Attempted the simple win — replace matmul_rows_gemv with matmul_2d in
forward_verify_paged_decode_attention — and it worked (0.44x -> 0.68x
on 5 prompts) but produced matched=false. Root cause is K/V drift, not
just logit rounding: matmul_2d at m=1 uses the custom GEMV path, at
m>=2 it uses cuBLAS GEMM, and the two produce different BF16 bits.
Verify then writes K/V with GEMM values while baseline decode would
have written GEMV values, and every downstream position drifts.
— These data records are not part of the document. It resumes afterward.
PR #3387, opened 2023-02-02
Hub: show archived banner for intakes using the new archiving method

jenny-heath:
Would like opinions on how much more test coverage to add if any. There are a few different behaviors for archived intakes but not all of them have a test that covers non-archived intake + new archiving method intake + old archiving method intake.


jenny-heath:
idea: add new-type archived intake to seeds

PR #3399, opened 2023-02-08
Try to replace our OrganizationCapacity view with a with_capacity scope on Organization

tgrathwell:
We're using the activerecord-cte gem, when Rails 7.1 is released it can be removed because the very same '.with' syntax will be in rails

### DIFF
--- a/app/models/organization.rb
+++ b/app/models/organization.rb
@@ -31,6 +31,8 @@
 class Organization < VitaPartner
   TYPE = "Organization"
 
+  attribute :active_client_count
+
   belongs_to :coalition, optional: true
   has_one :organization_capacity, foreign_key: "vita_partner_id"
   has_many :child_sites, -> { order(:id) }, class_name: "Site", foreign_key: "parent_organization_id"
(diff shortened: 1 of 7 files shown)


app/models/organization.rb
```diff
@@ -43,6 +45,24 @@ class Organization < VitaPartner
 
   default_scope -> { includes(:child_sites).order(name: :asc) }
   alias_attribute :allows_greeters?, :allows_greeters
+  scope :with_capacity, -> do
+    not_these_states = ['intake_before_consent', 'intake_in_progress', 'intake_greeter_info_requested', 'intake_needs_doc_help', 'file_mailed', 'file_accepted', 'file_not_filing', 'file_hold', 'file_fraud_hold']
```
alaroia-cfa, line 49: Consider using `TaxReturnStateMachine::EXCLUDED_FROM_CAPACITY`

```
irb(main):001:0> TaxReturnStateMachine::EXCLUDED_FROM_CAPACITY
=> [:intake_before_consent, :intake_in_progress, :intake_greeter_info_requested, :intake_needs_doc_help, :file_mailed, :file_accepted, :file_not_filing, :file_hold, :file_fraud_hold]
```

alaroia-cfa (commented):
This is a cool PR. I left a comment.

app/models/organization.rb
tgrathwell: i was hoping something like that existed and i'm glad i could just push it up the dumb way and let market forces sort it out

A near-tie fallback for the current row's logit does nothing to fix
already-diverged history, so it was reverted in the same session.
Docs/24 captures the finding and lays out the actual path forward:
implement a launch_gemv_bf16_batched kernel that runs gamma m=1 GEMVs
in a single launch with bit-identical output to gamma sequential
calls, then add draft-side CUDA graph and adaptive gamma.
Also includes a back-of-envelope that shows current acceptance rate
0.39 + verify=13ms lands close to 1.0x speedup even with verify made
free; hitting speedup_e2e > 1 needs launch-overhead savings AND either
higher acceptance or a cheaper draft.
Reverts: none (Phase 24 attempts never landed on main). Only the doc.